I sketched out the “classical” view of the brain—which presents it as a computational structure whose power resides in its scale, in its complexity, in the ability of neurons to compute rapidly, and in the ability of neuronal networks to modify their connections in the light of experience—and asked, where in this edifice are our passions?

Behaviors important to who we are—love and hate, how much we eat and what we eat, how we respond to threat and to stress—are governed by the hypothalamus, but not by the map of how the neurons are connected, rather by where the receptors for peptide signals are found. The neurons comprise many subpopulations—clans—each with its characteristic phenotype, dictated by the “tartan” of genes that it wears. Clans talk to clans in many different ways with many types of signals on different spatial and temporal scales; they use not one language but many. I argued that these clans have their evolutionary origins in the neurons of “simple” organisms, which combined properties that we have thought of as separate properties of endocrine cells and neurons. They used a diversity of signaling mechanisms, made both peptides and neurotransmitters, and were endowed with a wide range of specialized senses. They had not a single role to which they were committed, but multiple behavioral and physiological functions. As these ancestor neurons proliferated in descendant species, populations differentiated not primarily by gaining properties but by losing properties. Paradoxically, we have become more intelligent as our neurons became less complex. Nevertheless, the neurons of the hypothalamus retain the multifunctionality of their distant ancestors, along with their multitude of sensory abilities.

The classical view of the brain is hierarchical—the “higher centers” integrate, refine, and evaluate information received from more primitive regions. It is a view that ascribes autonomy to neurons, ascribes salience to their electrical activity, and posits that the information carried by each neuron can be understood in isolation from that of all other neurons. Sometimes, this view is argued from evidence that neurons in areas like the cerebral cortex can apparently be extremely selective about the signals to which they respond. But I have argued that populations of neurons in the hypothalamus collectively encode information that is not present in any individual neuron. For example, individual vasopressin neurons fire extremely erratically, and can respond to the sensory signals that are important for vasopressin secretion over only a narrow dynamic range. But because the neurons are heterogeneous, the population as a whole can produce an orderly, sensitive, and proportionate response to physiological challenge; the erratic phasic firing of individual vasopressin cells allows the aggregate population to filter out irrelevant, transient perturbations. In short, the population can do things that the individuals within it cannot.

Peptide signals do not fit the classical view of the brain. Peptides released in the brain play many roles, but three of these I highlighted. First, they can serve as “autoregulators” of neuronal activity—in vasopressin neurons, dynorphin secreted from dendrites is essential for the generation of bursts of activity. Second, peptides can serve as paracrine factors, binding a population together. I gave two examples: oxytocin, released from the dendrites of oxytocin cells by suckling, propagates intense bursts of activity throughout the population of oxytocin cells; vasopressin, released from the dendrites of vasopressin cells, inhibits neighboring vasopressin cells and thereby distributes the burden of a physiological response equitably among them. Third, peptides are so potent and so persistent that intermittent pulsatile secretion from a population can generate a hormonal-like signal within the brain that has effects unconstrained by anatomical connectivity, governed only by the distribution of receptors. Such signals, through effects on gene expression, can alter the phenotype of target neurons, and by priming the release mechanisms of their targets they can produce profound and prolonged changes in functional connectivity.

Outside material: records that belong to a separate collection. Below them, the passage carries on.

PR #1303, opened 2019-08-21
Move slack operations to shared

Fredy-Z:
Move slack operations from `flaky-test-reporter` to `shared`, so we can use it in other repos.

/cc @chaodaiG

### DIFF
--- a/shared/slackutil/messaging.go
+++ b/shared/slackutil/messaging.go
@@ -28,36 +28,34 @@ import (
 	"net/url"
 )
 
-const (
-	slackChatPostMessageURL = "https://slack.com/api/chat.postMessage"
-)
+const postMessageURL = "https://slack.com/api/chat.postMessage"
 
-// SlackOperations defines the operations that can be done to Slack
-type SlackOperations interface {
-	PostMessageToChannel(text, channel string) error
+// Operations defines the operations that can be done to Slack
+type Operations interface {
+	Post(text, channel string) error
 }
 
-// slackClient contains Slack bot related information
-type slackClient struct {
+// client contains Slack bot related information
+type client struct {
 	userName  string
 	tokenStr  string
 	iconEmoji *string
 }
 
-// NewSlackClient reads token file and stores it for later authentication
-func NewSlackClient(userName, slackTokenPath string) (SlackOperations, error) {
-	b, err := ioutil.ReadFile(slackTokenPath)
+// NewClient reads token file and stores it for later authentication
+func NewClient(userName, tokenPath string) (Operations, error) {
+	b, err := ioutil.ReadFile(tokenPath)
 	if err != nil {
 		return nil, err
 	}
-	return &slackClient{
+	return &client{
 		userName: userName,
 		tokenStr: strings.TrimSpace(string(b)),
 	}, nil
 }
 
-// PostMessageToChannel posts the given text to channel
-func (c *slackClient) PostMessageToChannel(text, channel string) error {
+// Post posts the given text to channel
+func (c *client) Post(text, channel string) error {
 	uv := url.Values{}
 	uv.Add("username", c.userName)
 	uv.Add("token", c.tokenStr)
@@ -71,8 +69,8 @@ func (c *slackClient) PostMessageToChannel(text, channel string) error {
 }
 
 // postMessage does http post
-func (c *slackClient) postMessage(uv url.Values) error {
-	resp, err := http.PostForm(slackChatPostMessageURL, uv)
+func (c *client) postMessage(uv url.Values) error {
+	resp, err := http.PostForm(postMessageURL, uv)
 	if err != nil {
 		return err
 	}
--- a/shared/slackutil/messaging.go
+++ b/shared/slackutil/messaging.go
@@ -58,7 +58,7 @@ func NewSlackClient(userName, slackTokenPath string) (SlackOperations, error) {
 
 // PostMessageToChannel posts the given text to channel
 func (c *slackClient) PostMessageToChannel(text, channel string) error {
-	uv := &url.Values{}
+	uv := url.Values{}
 	uv.Add("username", c.userName)
 	uv.Add("token", c.tokenStr)
 	if nil != c.iconEmoji {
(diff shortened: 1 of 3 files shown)


shared/slackutil/messaging.go
```diff
@@ -0,0 +1,92 @@
...
+		uv.Add("icon_emoji", *c.iconEmoji)
+	}
+	uv.Add("channel", channel)
+	uv.Add("text", text)
+
+	return c.postMessage(uv)
+}
+
+// postMessage does http post
+func (c *slackClient) postMessage(uv *url.Values) error {
```
srinivashegde86:
```suggestion
func (c *slackClient) postMessage(uv url.Values) error {
```

srinivashegde86: Dont move pointers around, if not needed. We are just converting it back and forth

shared/slackutil/messaging.go
```diff
@@ -0,0 +1,92 @@
...
+	resp, err := http.PostForm(slackChatPostMessageURL, *uv)
+	if err != nil {
+		return err
+	}
+	defer resp.Body.Close()
+	t, _ := ioutil.ReadAll(resp.Body)
```
srinivashegde86: do this after the if

shared/slackutil/messaging.go
```diff
@@ -0,0 +1,92 @@
...
+	if resp.StatusCode != 200 {
```
srinivashegde86: use http const StatusOK instead of 200

shared/slackutil/messaging.go
```diff
@@ -0,0 +1,92 @@
...
+		return fmt.Errorf("http response code is not 200 '%s'", string(t))
+	}
+	// response code could also be 200 if channel doesn't exist, parse response body to find out
+	var b struct {
```
srinivashegde86: why do we need to check this as well?

shared/slackutil/messaging.go
Fredy-Z: Done.

shared/slackutil/messaging.go
Fredy-Z: Done.

shared/slackutil/messaging.go
Fredy-Z: The comment explained it.

shared/slackutil/messaging.go
Fredy-Z: It's used in the following error message, I think it's better to keep it for debugging purpose.

shared/slackutil/messaging.go
```diff
@@ -0,0 +1,92 @@
...
+	slackChatPostMessageURL = "https://slack.com/api/chat.postMessage"
+)
+
+// SlackOperations defines the operations that can be done to Slack
+type SlackOperations interface {
+	PostMessageToChannel(text, channel string) error
+}
+
+// slackClient contains Slack bot related information
+type slackClient struct {
```
srinivashegde86: should this be called just client? Else, this will be slackutil.slackClient, which adds the stutter.

shared/slackutil/messaging.go
```diff
@@ -0,0 +1,92 @@
...
+	"encoding/json"
+	"fmt"
+	"io/ioutil"
+	"strings"
+
+	"net/http"
+	"net/url"
+)
+
+const (
```
srinivashegde86: [nit] dont need the (). Can be const postMessageUrl = ".."

shared/slackutil/messaging.go
```diff
@@ -0,0 +1,92 @@
...
+	slackChatPostMessageURL = "https://slack.com/api/chat.postMessage"
```
srinivashegde86:
```suggestion
	postMessageURL = "https://slack.com/api/chat.postMessage"
```

shared/slackutil/messaging.go
```diff
@@ -0,0 +1,92 @@
...
+)
+
+// SlackOperations defines the operations that can be done to Slack
+type SlackOperations interface {
+	PostMessageToChannel(text, channel string) error
```
srinivashegde86:
```suggestion
	Post(text, channel string) error
```

shared/slackutil/messaging.go
Fredy-Z: Removed.

shared/slackutil/messaging.go
Fredy-Z: Done.

shared/slackutil/messaging.go
```diff
@@ -0,0 +1,90 @@
...
+
+const postMessageURL = "https://slack.com/api/chat.postMessage"
+
+// Operations defines the operations that can be done to Slack
+type Operations interface {
+	Post(text, channel string) error
+}
+
+// client contains Slack bot related information
+type client struct {
```
chaodaiG: I think this needs to be exposed

shared/slackutil/messaging.go
```diff
@@ -0,0 +1,90 @@
...
+	userName  string
+	tokenStr  string
+	iconEmoji *string
+}
+
+// NewClient reads token file and stores it for later authentication
+func NewClient(userName, tokenPath string) (Operations, error) {
```
chaodaiG: shouldn't it return Client instead?

shared/slackutil/messaging.go
Fredy-Z: It doesn't have to, see `Interface factories` in https://www.sohamkamani.com/blog/golang/2018-06-20-golang-factory-patterns/.

The benefit of writing like this is, we do not expose it to the user, so user will only be able to construct the `client` with `NewClient`, in which we can enforce validations for the input params.

shared/slackutil/messaging.go
Fredy-Z: Ditto.

srinivashegde86:
will wait for chao to lgtm

shared/slackutil/messaging.go
chaodaiG: I see, that's good to learn, the downside I can think about this approach is user will not be able to cast, but it's ok in this case, since it's just a simple wrapper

In considering each of these roles, we can make sense of information transmission in the brain only by considering a population of neurons, the clan, as the unit of information processing. Whereas neurotransmitters are whispered secrets that pass from one neuron to another at a very specific time and place, peptides are public announcements, broadcast from one population of neurons to another.

Neurons of the hypothalamus are not all alike; individually, they are erratic, messy, quarrelsome, and unreliable. This heterogeneity is not by design but by accident. The patterns of gene expression in any neuron are not rigidly fixed by genetic nature, but are governed by the unique experience of each cell in its life from birth to adulthood. The innervation of each cell is not predetermined with precision. At any one release site, the release of peptide-containing vesicles is a very, very rare event. It is inconceivable that such rare events are rigidly determined by spike activity; there must be a noisy probabilistic relationship between spike activity and these events. It is only the large numbers involved that give an illusion of determinacy—the many endings in a cell, the many cells in the population.

Communication between our brain and the other organs of our bodies goes in both directions. Just as our brains control how our organs behave, so do our organs control how we behave, and they do so through the heart of the brain, the hypothalamus. In response to hormonal signals from the adrenal glands and the gonads, some neurons in the hypothalamus don’t merely change their electrical activity, they also change the messengers that they produce and who they talk to. The pattern in which they release their messengers not only affects the electrical and secretory activity of their targets, it can also affect the expression of genes in those targets. We are glimpsing a system that is not like a giant supercomputer executing some vast and sophisticated program, but like an ecology of many small analog computers that are constantly reprogramming themselves or being reprogrammed by external events.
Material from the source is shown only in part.